PR #2426, opened 2026-08-22
Register alternative keyboard shortcuts for zooming in

### LINKED ISSUE #1848: Zoom In Keyboard Shortcut (Ctrl + +) Not Working
### Describe the bug

In version 1.9.1-0, the View → Zoom functionality behaves inconsistently:

Zoom Out / Ctrl + - works correctly with both mouse menu and keyboard shortcut.
Zoom In / Ctrl + + only works when clicking the menu item with the mouse.
Pressing the keyboard shortcut (Ctrl + +) does not scale the UI.

### Reproduction steps

1. Open Freelens (1.9.1-0) on Windows.
2. Press Ctrl + +.
3. Observe that the UI does not zoom in.
4. Click View → Zoom In with the mouse. The UI zooms in correctly.

### Expected behavior

1. The UI should scale larger when using Zoom In from the keyboard shortcut.
2. Keyboard and mouse zoom controls should behave consistently.

### Screenshots

_No response_

### Freelens version

1.9.1-0

Windows 11

### Installation method

_No response_

_No response_

### Logs

_No response_

### Kubeconfig

_No response_

### Additional context

_No response_

robertobandini:
Zoom In could not be triggered from the keyboard on layouts where `+` is not the shifted `=`.

## Root cause

Electron's `zoomIn` role defaults to the `CommandOrControl+Plus` accelerator. In Electron 42.7.1 (`shell/common/keyboard_util.cc`) the `plus` token maps to `{VKEY_OEM_PLUS, '+'}` with a *shifted* character, so `accelerator_util.cc` adds `EF_SHIFT_DOWN`: the accelerator is literally **Ctrl + Shift + VKEY_OEM_PLUS**. That only matches keyboards where `+` is the shifted `=` (US/UK). On Italian, German, Nordic and similar layouts the key Windows reports as `VK_OEM_PLUS` is the dedicated `+` key, pressed *without* Shift, so the combination never matches; the numeric keypad `+` (`VKEY_ADD`) never matches on any layout. Zoom Out is unaffected because `CommandOrControl+-` needs no Shift. Clicking the menu item bypasses accelerator matching, which is why the mouse path works.

## Fix

An Electron `MenuItem` holds a single accelerator, so the alternatives are registered as **hidden** menu items: `GenerateAcceleratorTable` walks the menu model without looking at visibility (it only honours `registerAccelerator`, which is `true` for the zoom roles), so a `visible: false` item keeps its shortcut without adding a duplicate entry to the View menu.

- `OsActionMenuItem` gains an optional `visible` flag (`MayBeHiddenFromMenu`), passed through to the Electron template
- Zoom In gains `CommandOrControl+=` (the unshifted `VKEY_OEM_PLUS`: `+` on IT/DE keyboards, `=` on US ones, also the common Chrome-style shortcut) and `CommandOrControl+numadd`
- Zoom Out gains `CommandOrControl+numsub`
- regression test `zoom-keyboard-shortcuts.test.ts` (one visible item per direction, alias accelerators present), snapshot and DI registration updated

Applies to v2 (`main`); the same three source files are byte-identical on `v1`, so a backport is a clean cherry-pick (the new test needs porting from vitest to jest).

## Verification

Run locally on macOS (x64) against this branch, replicating the PR workflows:

- unit tests: 352 files / 3591 tests passed (full suite), including the new test and the win32/darwin/linux menu snapshots
- `type:check`, `build:di` (no drift), `knip:check`, `trunk check --all`: clean
- packaged app (`electron-builder --macos dir`) + integration tests: passed (KinD-dependent tests skipped as in CI)

**Not yet verified: the actual key presses on Windows.** The unit test only proves the Electron menu template carries the accelerators; the matching happens in native code and depends on the keyboard layout. Someone with Windows and an Italian/German layout should check Ctrl + `+` (main key), Ctrl + keypad `+`, Ctrl + keypad `-`, and on a US layout that Ctrl+Shift+= still works and Ctrl+= now works too. If nobody gets to it, I will do it myself ASAP.

Fixes #1848

| Model: `claude-opus-5` (analysis and fix), `claude-fable-5` (review and verification)


robertobandini:
I built this branch on Windows (portable Node 24.18.0, no elevated access needed) and tested the packaged app personally with the **Italian QWERTY** keyboard layout: I confirm the fix works — Zoom In is now triggered correctly from the keyboard.

This covers the "not yet verified on Windows" part of the PR description.

As per our usual practice, I'm requesting a review from @dex4er before merging.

---*---

**TASK DETAILS**
Determine the number of lines in the listing that hold the word "Ctrl". Nothing but that number is wanted.

**ANSWER BOX**
7